Records from a data collection

┌──

PR #6885, opened 2022-09-22
Fix improper reactivation in reimporter, using is_mitigated

Gby56:
Due to incomplete fix in https://github.com/DefectDojo/django-DefectDojo/pull/6452
Explainer:
The initial fix was too narrow in its decision/conditions, only looking at items/findings that had a `mitigated` timestamp.
Instead, `is_mitigated` should be used, to simply check if the incoming item is already mitigated or not, and if the existing finding is mitigated or not. I have left the timestamp comparison IF it exists on the item.

### DIFF
--- a/dojo/importers/reimporter/reimporter.py
+++ b/dojo/importers/reimporter/reimporter.py
@@ -99,7 +99,7 @@ class DojoDefaultReImporter(object):
                         else:
                             # even if there is no mitigation time, skip it, because both the current finding and the reimported finding are is_mitigated
                             continue
-                    if not item.is_mitigated:
+                    else:
                         logger.debug('%i: reactivating: %i:%s:%s:%s', i, finding.id, finding, finding.component_name, finding.component_version)
                         finding.mitigated = None
                         finding.is_mitigated = False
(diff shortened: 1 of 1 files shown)


dojo/importers/reimporter/reimporter.py
```diff
@@ -84,17 +84,22 @@ def process_parsed_findings(self, test, parsed_findings, scan_type, user, active
...
+                                continue
+                            if item.mitigated.timestamp() != finding.mitigated.timestamp():
+                                logger.debug("New imported finding and already existing finding are both mitigated but have different dates, not taking action")
+                                # TODO: implement proper date-aware reimporting mechanism, if an imported finding is closed more recently than the defectdojo finding, then there might be details in the scanner that should be added
+                                continue
+                        else:
+                            # even if there is no mitigation time, skip it, because both the current finding and the reimported finding are is_mitigated
                             continue
-                    if not item.mitigated:
+                    if not item.is_mitigated:
```
coheigea, line 102: Couldn't we just have an else: here instead?

coheigea (approved):

Maffooch (approved):

mtesauro (approved):
Approved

└──

Reproduce every entry shown above, precisely as it stands.

PR #6885, opened 2022-09-22
Fix improper reactivation in reimporter, using is_mitigated

Gby56:
Due to incomplete fix in https://github.com/DefectDojo/django-DefectDojo/pull/6452
Explainer:
The initial fix was too narrow in its decision/conditions, only looking at items/findings that had a `mitigated` timestamp.
Instead, `is_mitigated` should be used, to simply check if the incoming item is already mitigated or not, and if the existing finding is mitigated or not. I have left the timestamp comparison IF it exists on the item.

### DIFF
--- a/dojo/importers/reimporter/reimporter.py
+++ b/dojo/importers/reimporter/reimporter.py
@@ -99,7 +99,7 @@ class DojoDefaultReImporter(object):
                         else:
                             # even if there is no mitigation time, skip it, because both the current finding and the reimported finding are is_mitigated
                             continue
-                    if not item.is_mitigated:
+                    else:
                         logger.debug('%i: reactivating: %i:%s:%s:%s', i, finding.id, finding, finding.component_name, finding.component_version)
                         finding.mitigated = None
                         finding.is_mitigated = False
(diff shortened: 1 of 1 files shown)


dojo/importers/reimporter/reimporter.py
```diff
@@ -84,17 +84,22 @@ def process_parsed_findings(self, test, parsed_findings, scan_type, user, active
...
+                                continue
+                            if item.mitigated.timestamp() != finding.mitigated.timestamp():
+                                logger.debug("New imported finding and already existing finding are both mitigated but have different dates, not taking action")
+                                # TODO: implement proper date-aware reimporting mechanism, if an imported finding is closed more recently than the defectdojo finding, then there might be details in the scanner that should be added
+                                continue
+                        else:
+                            # even if there is no mitigation time, skip it, because both the current finding and the reimported finding are is_mitigated
                             continue
-                    if not item.mitigated:
+                    if not item.is_mitigated:
```
coheigea, line 102: Couldn't we just have an else: here instead?

coheigea (approved):

Maffooch (approved):

mtesauro (approved):
Approved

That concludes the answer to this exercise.